A noi, poveri meschini, tocca al massimo l’ennesimo paragone da perdenti, azzardato da immaginifici lettori del Corriere nelle "Lettere a Sergio Romano", dove si accosta il CEO di Fiat niente meno che a Enrico Mattei. Povero Paese, che continua a cercare politici, manager, sportivi, poeti e scrittori da sovrapporre a figure ormai mitizzate nel nostro aureo (?) passato. Bene ha fatto l’ex diplomatico del Corriere a sgomberare il campo da evocative suggestioni, ricordando che Mattei fu una figura a metà tra politica ed economia, italiano fino al midollo, consapevole che "i partiti sono come un taxi, li paghi e ti portano dove vuoi", mentre Marchionne – che ama rivendicare la sua parte "canadese" – è l’emblema di una generazione globalizzata, americanizzata, che dei partiti se ne frega abbastanza.

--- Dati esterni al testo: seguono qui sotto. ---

PR #17425, opened 2023-05-23
chore: Add percy tests for select components

yuwu9145:
## Description

Percy tests to capture snapshots for select components in [v3.3.0](https://github.com/vuetifyjs/vuetify/releases/tag/v3.3.0)


johnleider:
Should we add VField and VInput to this?

KaelWD (approved):

PR #17431, opened 2023-05-23
chore: add sort-imports rule

KaelWD:
@johnleider now we can stop going back and forth between "lines sorted" and "sources sorted"

It also puts imports in the proper group


packages/vuetify/src/components/VSlider/VSlider.tsx
```diff
@@ -2,16 +2,16 @@
 import './VSlider.sass'
 
 // Components
-import { makeVInputProps, VInput } from '@/components/VInput/VInput'
-import { VLabel } from '@/components/VLabel'
 import { VSliderThumb } from './VSliderThumb'
 import { VSliderTrack } from './VSliderTrack'
+import { makeVInputProps, VInput } from '@/components/VInput/VInput'
+import { VLabel } from '@/components/VLabel'
```
johnleider, line 8: Due to how these are imported they look like they should be swapped in order. Should we just change all imports to go directly to the component and not that component's index file?

```tsx
import { VLabel } from '@/components/VLabel/VLabel'
```

packages/vuetify/src/labs/VDataTable/VDataTableRows.tsx
```diff
@@ -1,23 +1,25 @@
+
```
johnleider, line 1:
```suggestion
```

packages/vuetify/src/components/VBadge/__tests__/VBadge.spec.cy.tsx
```diff
@@ -1,8 +1,9 @@
 /// <reference types="../../../../types/cypress" />
 
+// Components
 import { VBadge } from '..'
-import { VBtn } from '@/components/VBtn'
 import { generate, gridOn } from '@/../cypress/templates'
+import { VBtn } from '@/components/VBtn'
```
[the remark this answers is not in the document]
KaelWD: `@/..` < `@/co`

johnleider (approved):

PR #17432, opened 2023-05-23
fix: Keyframe property value “” is invalid warning

### LINKED ISSUE #16258: [Bug Report][3.0.4] VTab generates invalid keyframe background-color value
### Environment
**Vuetify Version:** 3.0.4
**Vue Version:** 3.2.45
**Browsers:** Mozilla Firefox
**OS:** Linux x86_64

### Steps to reproduce
- open codepen in firefox (used 107.0 on linux)
- open browser console (not just codepen console)
- flip between tabs and watch warning in console:
```
Keyframe property value “” is invalid according to the syntax for “background-color”. animation.ts:46:23
Keyframe property value “” is invalid according to the syntax for “transform”.
```
- using a breakpoint, this is caused by https://github.com/vuetifyjs/vuetify/blob/next/packages/vuetify/src/components/VTabs/VTab.tsx#L98

### Expected Behavior
No warnings

### Actual Behavior
```
Keyframe property value “” is invalid according to the syntax for “background-color”. animation.ts:46:23
Keyframe property value “” is invalid according to the syntax for “transform”.
```

### Reproduction Link
[https://codepen.io/codesurfr/pen/MWXRvWv](https://codepen.io/codesurfr/pen/MWXRvWv)

### Other comments
I'm flagging this because it is polluting the browser log with warnings and I can't see other actually useful warnings. Dunno what your policy on such warnings is. The warnings are not shown in an up-to-date vivaldi browser, for example.

alexandreec:
Fixes #16258

### DIFF
--- a/packages/vuetify/src/components/VTabs/VTab.tsx
+++ b/packages/vuetify/src/components/VTabs/VTab.tsx
@@ -86,11 +86,11 @@ export const VTab = genericComponent()({
 
         const sigma = 1.5
         animate(nextEl, {
-          backgroundColor: [color, ''],
+          backgroundColor: [color, 'transparent'],
           transform: [
             `translate${XY}(${delta}px) scale${XY}(${initialScale})`,
             `translate${XY}(${delta / sigma}px) scale${XY}(${(scale - 1) / sigma + 1})`,
-            '',
+            'none',
           ],
           transformOrigin: Array(3).fill(origin),
         }, {


KaelWD:
I already tried this, it causes a flicker as the transition ends.

alexandreec:
@KaelWD yes, you are right, in Firefox not happens, we can just remove the empty string from the array, in both browsers, I can't see the difference in the animation :

`backgroundColor: [color],`

KaelWD:
Now set a different slider-color on each tab.

Issue #7295, opened 2019-05-26
[Feature Request] Optimize controls for test automation


Phantom75:
### Problem to solve
Test automation is key for DevOps. Whereas most (if not all) vuetify-components **are** automatable with selenium, ranorex, tosca & co, some do make live of a test automator unnecessary hard.
The wish is: make each component in every configuration as easy automatable as possible.

### Proposed solution
E.g. a select box:
```
v-select  id="contest_persons_groups" :items="registrationtypes" v-model=editedItem.type
                              label="Einzelperson oder Gruppe" item-text="value" item-value="ID"></v-select>
```
results in the following html code:
```
<div role="combobox" class="v-input v-text-field v-select v-input--is-label-active v-input--is-dirty v-input--is-focused theme--light primary--text">
    <div class="v-input__control">
        <div class="v-input__slot">
            <div class="v-select__slot">
                <label for="contest_persons_groups" class="v-label v-label--active theme--light primary--text" style="left: 0px; right: auto; position: absolute;">Einzelperson oder Gruppe</label>
                <div class="v-select__selections">
                    <div class="v-select__selection v-select__selection--comma">Einzelperson</div>
LOOK HERE -->         <input id="contest_persons_groups" readonly="readonly" type="text" autocomplete="on" aria-readonly="false">**
                </div>
                <div class="v-input__append-inner">
                    <div class="v-input__icon v-input__icon--append"><i aria-hidden="true" class="v-icon fas fa-caret-down theme--light primary--text"></i></div>
                </div>
            </div>
            <div class="v-menu"></div>
        </div>
        <div class="v-text-field__details">
            <div class="v-messages theme--light primary--text">
                <div class="v-messages__wrapper"></div>
            </div>
        </div>
    </div>
</div>
```
The id went to the input which is not clickable, as it is readonly. You had to solve this with nasty xpath-give-me-your-parent-parent-magic:
``` $('//*[@id="country"]/..').click() ```
if the id was set to a clickable div, the automation code would be so much nicer and more readable:
```$('#country"').click()```
Now I am aware, that this may be tricky. If the dropdown was typable, of course, having the id on the input were totally correct. So there is decision magic necessary.

nicoloboschi:
Perhaps a solution could be to add a "semantic" tag to each component, for example to click a select:

`$('[data-vuetify-ref=v-select-open]').click()`

in this way you avoid using the id (components in read and write normally use different elements).
[...]

PR #17435, opened 2023-05-23
feat(VList, VSelect): add support for test IDs

jacob-carlborg-apoex:
Test IDs are added to provide stable points in the rendered HTML which tests can rely on when creating selectors. The test will be less dependent on the exact structure of the HTML and not having to rely on CSS classes, which are primarily used for styling. I primarily thinking of tests for sites which uses Vuetify components and not necessarily testing of Vuetify itself (but it can be used for that as well).

I would normally create separate pull requests but the internal types for `VList` and `VSelect` are so tightly coupled that it would be difficult.

Ideally I would like to create a new section in the API documentation which would list a component's test IDs and a description, but I did not managed to do that. I don't understand enough about how the documentation is generated.

Related: https://github.com/vuetifyjs/vuetify/issues/7295.

### DIFF
--- a/packages/api-generator/src/locale/en/list-items.json
+++ b/packages/api-generator/src/locale/en/list-items.json
@@ -2,6 +2,7 @@
   "props": {
     "itemTitle": "Property on supplied `items` that contains its title",
     "itemValue": "Property on supplied `items` that contains its value",
+    "itemTestId": "Property on supplied `items` that contains its test ID",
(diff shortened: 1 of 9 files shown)


jacob-carlborg-apoex:
Ping. Is there anyone that can take a look at this PR?

jacob-carlborg-apoex:
Related: https://github.com/vuetifyjs/vuetify/issues/7295.

PR #17447, opened 2023-05-24
fix(VDataTable): expose sub components

MathisTLD:
## Description

When using slots like `data-table-group` with the `VDataTable` component, we could need to use components like `VDataTableColumn` (see example in `Playground.vue`). Then we need to expose these.

## Markup:

```vue
<template>
  <v-app>
    <v-container>
      <VDataTable
        :headers="headers"
        :items="desserts"
        :group-by="[{key:'fat_group', order:'asc'}]"
        item-value="name"
        class="elevation-1"
      >
        <template #data-table-group="{ item, props }">
          <VDataTableColumn class="v-data-table-group-header-row__column">
            <v-btn
              v-bind="props"
              size="small"
              variant="text"
            />
            <span :style="{fontWeight:300+item.value*100}">{{ getGroupName(item.value) }}</span>
            <span>({{ item.items.length }})</span>
          </VDataTableColumn>
        </template>
      </VDataTable>
    </v-container>
  </v-app>
</template>

<script>
  import { VDataTable, VDataTableColumn } from 'vuetify/src/labs/VDataTable'
  export default {
    name: 'Playground',
    components: {
      VDataTable,
      VDataTableColumn,
    },
    setup () {
      const headers = [
        {
          title: 'Dessert (100g serving)',
          align: 'start',
          sortable: false,
          key: 'name',
        },
        { title: 'Calories', key: 'calories' },
        { title: 'Fat (g)', key: 'fat' },
        { title: 'Carbs (g)', key: 'carbs' },
        { title: 'Protein (g)', key: 'protein' },
        { title: 'Iron (%)', key: 'iron' },
      ]
      const desserts = [
        {
          name: 'Frozen Yogurt',
          calories: 159,
          fat: 6.0,
          carbs: 24,
          protein: 4.0,
          iron: 1,
        },
        {
          name: 'Ice cream sandwich',
          calories: 237,
          fat: 9.0,
          carbs: 37,
          protein: 4.3,
          iron: 1,
        },
        {
          name: 'Eclair',
          calories: 262,
          fat: 16.0,
          carbs: 23,
          protein: 6.0,
          iron: 7,
        },
        {
          name: 'Cupcake',
          calories: 305,
          fat: 3.7,
          carbs: 67,
          protein: 4.3,
          iron: 8,
        },
        {
          name: 'Gingerbread',
          calories: 356,
          fat: 16.0,
          carbs: 49,
          protein: 3.9,
          iron: 16,
        },
        {
          name: 'Jelly bean',
          calories: 375,
          fat: 0.0,
          carbs: 94,
          protein: 0.0,
          iron: 0,
        },
        {
          name: 'Lollipop',
          calories: 392,
          fat: 0.2,
          carbs: 98,
          protein: 0,
          iron: 2,
        },
        {
          name: 'Honeycomb',
          calories: 408,
          fat: 3.2,
          carbs: 87,
          protein: 6.5,
          iron: 45,
        },
        {
          name: 'Donut',
          calories: 452,
          fat: 25.0,
          carbs: 51,
          protein: 4.9,
          iron: 22,
        },
        {
          name: 'KitKat',
          calories: 518,
          fat: 26.0,
          carbs: 65,
          protein: 7,
          iron: 6,
        },
      ].map(x => ({ ...x, fat_group: Math.round(x.fat / 10) }))
      return {
        headers,
        desserts,
        getGroupName (value) {
          if (value > 1) {
            return Array(value - 1).fill('very').join(' ') + ' fat'
          } else {
            return value === 1 ? 'fat' : 'not fat'
          }
        },
      }
    },
  }
</script>
```


nekosaur:
I am not sure we want to expose these components. There is value in being able to make large changes to internal structure and architecture without having to make them breaking changes requiring a major version release.

nekosaur:
> we already expose the row why not exposing the col ? Plus now this is a labs component so breaking changes might occur anyway

I'm not sure row component _should_ be exposed. And using labs as a reason doesn't really work because at some point data-table will move out of labs.

MathisTLD:
> > we already expose the row why not exposing the col ? Plus now this is a labs component so breaking changes might occur anyway
> 
> I'm not sure row component _should_ be exposed. And using labs as a reason doesn't really work because at some point data-table will move out of labs.

Then what solutions do you propose for people trying to use slots such as `data-table-group`. They should re-implement VDataTableColumn themselves using CSS classes that might be changed by "structural changes" you mentioned earlier ? Then they won't be able to detect breaking changes (as miss-spelled CSS classes won't raise errors when Typescript does). I mean not exposing anything to be able to make changes without authoring new version would mean we should remove v-list-item-<anything> and many other similar component which would make developing with vuetify a nightmare.

I agree that exposing everything isn't a good practice but in this case I find it quite fair considering how we dealt with other components

johnleider:

PR #17483, opened 2023-05-28
fix(VDataTableVirtual): render expanded and grouped rows correctly

nekosaur:
## Description
Change how expanded rows work so that they also can use virtual scroll item.

## TODO

This can probably be cleaned up a bit. Not super happy about the `hasKey` thing in virtual composable.

## Markup:

```vue
<v-data-table-virtual
    :headers="headers"
    :items="virtualDesserts"
    class="elevation-1"
    height="500"
    show-expand
    :group-by="[{ key: 'name', order: 'asc'}]"
  >
    <template #expanded-row="{ props }">
      <tr v-bind="props">
        <td colspan="7">
          <div>-> expanded</div>
        </td>
      </tr>
    </template>
    <template #item="{ item, props }">
      <tr v-bind="props">
        <td>FOOO</td>
      </tr>
    </template>
  </v-data-table-virtual>
```

### DIFF
--- a/packages/vuetify/src/components/VVirtualScroll/VVirtualScroll.tsx
+++ b/packages/vuetify/src/components/VVirtualScroll/VVirtualScroll.tsx
@@ -10,7 +10,7 @@ import { makeDimensionProps, useDimension } from '@/composables/dimensions'
 import { makeVirtualProps, useVirtual } from '@/composables/virtual'
 
 // Utilities
-import { ref, toRef } from 'vue'
+import { toRef } from 'vue'
 import {
   convertToUnit,
   genericComponent,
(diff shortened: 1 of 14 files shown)


packages/vuetify/src/components/VVirtualScroll/VVirtualScroll.tsx
```diff
@@ -82,13 +81,13 @@ export const VVirtualScroll = genericComponent<new <T>(
             paddingBottom: convertToUnit(paddingBottom.value),
           }}
         >
-          { computedItems.value.map(item => (
+          { virtualItems.value.map((item, index) => (
             <VVirtualScrollItem
-              key={ item.index }
+              key={ index }
```
KaelWD, line 86: Items need to be keyed to the original index so the element is reused.

KaelWD (changes requested):
This will also conflict with #17265 again

J-Sek:
partially covered already, closing in favor of #23014

PR #17495, opened 2023-05-30
fix(VTab): remove firefox invalid keyframe property

### LINKED ISSUE #16258: [Bug Report][3.0.4] VTab generates invalid keyframe background-color value

alexandreec:
Fixes #16258


KaelWD:
This has the same problem as your previous PR.

https://github.com/vuetifyjs/vuetify/assets/16421948/31f86713-e14b-4924-a482-3668efdd2f87

alexandreec:
@KaelWD I see now, sorry.

I just removed the `backgroundColor` option from the animate function, now it seems that it works properly, 
* Tested it in Firefox, Opera, Edge and Chrome (linux versions)

https://github.com/vuetifyjs/vuetify/assets/15526814/abe3426b-4ed7-406e-a772-1973cf65f92e

alexandreec:
@KaelWD I prefer this rather than having an annoying warning in Firefox.

lacksfish:
This fix would be needed for Firefox, currently without it warnings are being thrown. 

@alexandreec Possibly another similar fix is needed for the "transform" warning ?

image

PR #17569, opened 2023-06-09
feat: utility classes in color props work with or without prefixes

cgodo:
## Description

Some Vuetify components accept color properties using utility classes without prefixes, such as `success` instead of `text-success`. This works seamlessly with Vuetify as all color classes are bundled in the final build. But, when a different utility class library like Tailwind is used, which purges classes based on usage, a class like `red-500` will be purged by Tailwind, due to the absence of the `text-` or `bg-` prefix.

The proposed modification allows the color composable to accept utility classes either with or without the prefix. Therefore, both `text-success` and `success` will function identically, which will enable Tailwind users to specify the complete class to prevent its removal during the purge process.

## Markup:

```vue
<template>
  <v-app>
    <v-container>
      <h3>Using utility colors without prefixes:</h3>
      <v-text-field variant="outlined" color="blue" base-color="pink" bg-color="cyan-lighten-5"></v-text-field>
      <v-chip color="primary"> Primary </v-chip>
      <v-switch color="primary" loading="secondary"> Primary </v-switch>

      <v-divider class="my-10"></v-divider>

      <h3>Using utility colors with prefixes:</h3>
      <v-text-field variant="outlined" color="text-blue" base-color="text-pink" bg-color="bg-cyan-lighten-5"></v-text-field>
      <v-chip color="text-primary"> Primary </v-chip>
      <v-switch color="text-primary" loading="text-secondary"> Primary </v-switch>
    </v-container>
  </v-app>
</template>

<script>
  export default {
    name: 'Playground',
    setup () {
      return {
      }
    },
  }
</script>

```


cgodo:
Not sure I can do much about the failing Cypress. It seems to be a known issue with Cypress unrelated to this PR. More info here: https://github.com/cypress-io/cypress/issues/25913.

```
  Running:  components/VAlert/__tests__/VAlert.spec.cy.tsx                                 (1 of 50)


  1) An uncaught error was detected outside of a test

  0 passing (680ms)
  1 failing

  1) An uncaught error was detected outside of a test:
     TypeError: The following error originated from your test code, not from Cypress.

  > Failed to fetch dynamically imported module: http://localhost:5173/__cypress/src/cypress/support/index.ts
```

PR #17568, opened 2023-06-09
fix(VOverlay): allow click outside even if content is not on top

yuwu9145:
fixes #17488

tested #15475, #15276

## Markup:

```vue
<template>
  <v-app>
    <v-container>
      <v-row>
        <v-col>
          <v-select
            class="item"
            placeholder="Select1"
            :menu-props="{ }"
            :items="[
              { key: 1, title: 'title1' },
              { key: 2, title: 'title2' },
            ]"
          />
        </v-col>
        <v-col>
          <v-autocomplete
            class="item"
            placeholder="Select2"
            :items="[
              { key: 3, title: 'title3' },
              { key: 4, title: 'title4' },
            ]"
          />
        </v-col>
      </v-row>

      <div class="d-flex justify-space-around">
        <v-btn>
          click me and press tab
          <v-tooltip activator="parent" location="start">Tooltip</v-tooltip>
        </v-btn>

        <v-btn>
          default
          <v-tooltip activator="parent" location="end">Tooltip</v-tooltip>
        </v-btn>

        <v-btn>
          open on focus
          <v-tooltip
            activator="parent"
            location="top"
            open-on-focus
          >Tooltip</v-tooltip>
        </v-btn>

        <v-btn>
          default
          <v-tooltip activator="parent" location="bottom">Tooltip</v-tooltip>
        </v-btn>
      </div>
      <v-tooltip text="I'm a cool tip">
        <template #activator="{ props }">
          <v-btn color="primary" @click="snackbar = true" v-bind="props">Click Me</v-btn>
        </template>
      </v-tooltip>
    </v-container>

    <v-snackbar v-model="snackbar" :timeout="-1">
      Snackbar content
      <template #actions>
        <v-btn @click="snackbar = false">Close</v-btn>
      </template>
    </v-snackbar>
  </v-app>
</template>

<script setup>
  import { ref } from 'vue'

  const snackbar = ref(false)
</script>


```

PR #17594, opened 2023-06-13
chore: improve stack logic to better serve a convincible cy test

yuwu9145:
This PR is opened because found a hidden issue in stack when constructing a convincible cy test case for #17448

The test case should fail on master branch, but it's successful, this is because `globalTop` inside setTimeout behaves differently in cypress from normal user behaviour

I'm not entirely sure the initial purpose of using `setTimeout` here but replacing it with `nextTick` performs more safely

The purpose of opening this PR is to start conversation around and get feedback

### DIFF
--- a/packages/vuetify/src/components/VSelect/__tests__/VSelect.spec.cy.tsx
+++ b/packages/vuetify/src/components/VSelect/__tests__/VSelect.spec.cy.tsx
@@ -9,6 +9,7 @@ import { VListItem } from '@/components/VList'
 import { cloneVNode, ref } from 'vue'
 import { generate } from '../../../../cypress/templates'
 import { keyValues } from '@/util'
+import { VAutocomplete, VCol, VCombobox, VRow } from '@/components'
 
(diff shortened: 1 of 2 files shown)


packages/vuetify/src/components/VSelect/__tests__/VSelect.spec.cy.tsx
```diff
@@ -436,6 +437,46 @@ describe('VSelect', () => {
...
+
+      cy.get('.v-autocomplete')
+        .click()
+        .trigger('keydown', { key: keyValues.down, waitForAnimations: false })
+        .trigger('keydown', { key: keyValues.down, waitForAnimations: false })
+        .get('.v-overlay__content.v-select__content')
+        .should('not.exist')
+        .get('.v-overlay__content.v-autocomplete__content')
+        .should('exist')
+
```
johnleider, line 477:
```suggestion
```

yuwu9145:
This PR is not supposed to be merged.

It's created to raise this issue and see if it is right direction. The proper implementation is in #17568

Issue #19447, opened 2024-03-21
[Bug Report][3.5.11] Select All in VDataTable is freezing on selection-strategy="all"


AANGHEL1:
### Environment
**Vuetify Version:** 3.5.11
**Vue Version:** 3.3.4
**Browsers:** Google Chrome
**OS:** Mac OS 10.15.7

### Steps to reproduce
Create a Data Table that contains more than 6000 items. 
Add property show-select.
Add select-strategy="all" instead of "page".

### Expected Behavior
This should not freeze the browser. It should work fast.

### Actual Behavior
It freezes the browser.

### Reproduction Link
[...]

PR #20595, opened 2024-10-19
fix(VTreeviewChildren): return-object mess up ListGroup id

yuwu9145:
## Markup:

```vue
<template>
  <v-app>
    <h1>{{ selectedModel }}</h1>
    <v-container>
      <v-treeview
        selectable
        select-strategy="independent"
 :items="items" return-object v-model="selectedModel" />
    </v-container>
  </v-app>
</template>

<script setup>
  import { ref } from 'vue'

  const selectedModel = ref([])
  const items = ref([
    {
      id: 1,
      title: 'title 1',
      children: [
        {
          id: 2,
          title: 'title 2',
        },
      ],
    },
  ])
</script>

```

### DIFF
--- a/packages/vuetify/src/labs/VTreeview/VTreeviewChildren.tsx
+++ b/packages/vuetify/src/labs/VTreeview/VTreeviewChildren.tsx
@@ -128,7 +128,7 @@ export const VTreeviewChildren = genericComponent<new <T extends InternalListIte
       return children ? (
         <VTreeviewGroup
           { ...treeviewGroupProps }
-          value={ props.returnObject ? item.raw : treeviewGroupProps?.value }
+          value={ treeviewGroupProps?.value }
         >
           {{
             activator: ({ props: activatorProps }) => {


yuwu9145:
@KaelWD @johnleider Could you briefly check the browser.spec.tsx file being migrated?

johnleider (dismissed):

KaelWD:
I think we need to require a primitive item-value anyway to fix return-object matching performance and #19447.

yuwu9145:
> I think we need to require a primitive item-value anyway to fix return-object matching performance and #19447.


- When `return-object` is applied, the item object must be passed to VListGroup to be able to return the item object to `opened`.
- `nested` composable doesn't have `return-object` state, so it is unable to do primitive item-value matching and return object. But it fully supports item object used as item id.

primitive item-value is cleaner but atm it requires refactoring `nested` to internally support `return-object`

yuwu9145:
> I think we need to require a primitive item-value anyway to fix return-object matching performance and #19447.

@KaelWD If pass primitive item-value, it ends up with three props to be able to get the real "item-key" as well as return the object to v-model:opened, so I came up with a new more straightforward prop "rawId"

image

johnleider (approved):

KaelWD (approved):
Still not perfect if we have multiple nodes with the same value or have non-primitive values but it's better than before.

Meglio, molto meglio, allora, provare a capirci qualcosa leggendo qualche articolo dell’Herald o del WSJ. Se non altro per vedere se il ridestato entusiasmo da orgoglio nazionale è ben riposto. Sergio da Chieti ha avuto un’illuminazione: tra tutti gli automaker che perdono nel fango della crisi, FIAT è tra quelli che si comportano meglio. Perde sì, ma meno degli altri e continua a guadagnare in percentuale quote di mercato dovunque. Merito di una nuova strategia aziendale e comunicativa, di un rilancio di modelli apparentemente appassiti, di una svolta tecnologica.

Così, Sergio da Chieti si è detto: la crisi è un’ottima occasione per ristrutturare il mercato globale dell’auto e la gerarchia dei suoi protagonisti. General Motors, nonostante il bailout del Governo USA di 15 miliardi di dollari, cola a picco. Ford è con un piede nella fossa. Chrysler è alla canna del gas. Persino Toyota, per la prima volta nella storia, è in passivo. In Europa i campioni nazionali francesi (Renault e Peugeot) prendono batoste ma c’è da giurare che Sarko preferisca prestare Carla Bruni al rugbista Chabal piuttosto che abbandonare i suoi gioielli al loro destino.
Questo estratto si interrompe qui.